Однажды в феврале

     Как-то утром старик проснулся от непонятного внутреннего толчка. Открыв глаза,он уперся взглядом в стену, на которой в густом сумраке декабрьского утра темнели нечеткие  прямоугольники картин, местами высвеченные мутным светом уличного фонаря вместе с узором обоев. В этих просветах метались тени от веток деревьев, временами останавливаясь и вновь продолжая свой сумасшедший танец по всей стене.
     Он проснулся совсем , почувствовав сильные толчки сердца. Подумал, с чего бы это. Пытаясь вспомнить, что же ему снилось и от чего его вроде как подтолкнуло, он увидел улыбчивое, румяное лицо Валерки Романчука, дружка из класса, и вдруг вспомнил его слова: «А я от мамки вчера слышал, что евреев из Москвы выселять будут».

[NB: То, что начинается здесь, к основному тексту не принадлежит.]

PR #3565, opened 2026-04-29
feat(registry): endorsed_by_publisher_member on discovered agents — option C from #3547

### LINKED ISSUE #3547: decision(registry): how should discovered agents surface member-publisher endorsement (#3538 Problem 6)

     Они стояли с Валеркой на обледеневшем, плохо чищенном тротуаре напротив Юркиного дома, и Валерка постукивал то ногой, то портфелем  по водосточной трубе, из которой торчал ледяной цилиндрик. Юрка не понял ни этих слов, ни той страшной сути, которую они в себе заключали.  Валерка произнес их спокойно и как-то между прочим, не в лад к тому, о чем они говорили до этого по пути из школы.
      Из разговоров взрослых Юрка, конечно, знал, что все они, и мать, и бабушка, и дед, - евреи. Да и в школе ему приходилось это слышать про себя, но он как-то не очень страдал от этого, потому что ничего плохого за этим не следовало. Правда, во дворе      он пару раз  подрался с мальчишками, обозвавшими его жидом. Он знал, что это нехорошее слово;  оно было крупными буквами намалевано варом на гараже какого-то дядьки из их дома  и мама, увидев это, сказала: «Вот сволочи!». К кому это было обращено, Юрка  не понял.  Он только понял, что слово нехорошее и его здорово обидело, когда его обозвали этим словом. Вот он и подрался. Правда, без особого успеха, и бабушка после этого  велела ему ходить гулять в другой двор, напротив их дома.
     Сырой февральский ветер резко холодил голую шею и Юрка, поеживаясь и шмыгая носом, втянул голову в потертый меховой воротник зимнего пальтишка, которое бабушка не успевала латать после его гуляний и походов по окружающим дворам. Наконец, Валерка отбил-таки кусок торчавшей из трубы льдинки и стал прощаться: говорить больше было не о чем, а его дом находился еще дальше, в соседнем переулке.
     Юрка поднялся на второй этаж большого дома, в котором он жил  с мамой, бабушкой и дедом. Ему нравился их дом: он был семиэтажный, а вокруг стояли всякие трех-, четырех-, а то и просто двухэтажные домишки. Они все стояли впритык друг к другу, и их дом выделялся серой, внушительной громадой среди своих малоэтажных соседей. Вдобавок        ко всему только в их доме были балконы, с которых можно было разглядывать все далеко вокруг. Он был как-то раз в гостях у Сталинки Петелиной  на седьмом этаже и оттуда      с балкона было видно и школу, и большую горку, с которой они катались, и Володские дома в Трехпрудном переулке, и даже немного -  Садовое кольцо.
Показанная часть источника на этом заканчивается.